## [Problem details]
All lines from the one containing "fortianyou, line 195: Nit: L196:L198" to the final line of the material should be retyped exactly. Nothing else belongs in the response.
----- Records shown -----
PR #1245, opened 2022-08-18
[MHLO] Eliminate explicit dynamic output shape generating in converting AtenSliceTensorOp

Vremold:
This PR passed an additional `output type` arg when converting AtenSliceTensorOp to MHLO dialect. Since mhlo.RealDynamicSliceOp's canonicalization pattern requires static output shape, the benefits of passing output type is to eliminate explicit output shape generating, which introduces dynamic shape even in static patterns, and thus helpful to canonicalize mhlo.RealDynamicSliceOp.

### DIFF
--- a/lib/Conversion/TorchToMhlo/ViewLike.cpp
+++ b/lib/Conversion/TorchToMhlo/ViewLike.cpp
@@ -53,8 +53,8 @@ Value getNormalizedDimSizeInternal(PatternRewriter &rewriter, Operation *op,
 }
 
 Value getDynamicSliceInternal(PatternRewriter &rewriter, Operation *op,
-                              Value input, Value startIndex, Value endIndex,
-                              Value step, size_t dimIndex,
+                              Type outTy, Value input, Value startIndex,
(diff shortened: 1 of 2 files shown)


lib/Conversion/TorchToMhlo/ViewLike.cpp
```diff
@@ -192,7 +189,7 @@ LogicalResult ConvertAtenOp<AtenSliceTensorOp>::matchAndRewrite(
   llvm::Optional<Value> step = getOptionalVal(adaptor.step());
 
   FailureOr<Value> sliceInfo =
-      getDynamicSlice(rewriter, op, self, start, end, step, dim);
+      getDynamicSlice(rewriter, op, outTy, self, start, end, step, dim);
   if (failed(sliceInfo))
     return op.emitError("can not create a dynmaic slice");
```
fortianyou, line 195: Nit: L196:L198 can be removed if we had set the same output type as it was before the conversion.

fortianyou (approved):
LGTM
-----
## [Result]
fortianyou, line 195: Nit: L196:L198 can be removed if we had set the same output type as it was before the conversion.

fortianyou (approved):
LGTM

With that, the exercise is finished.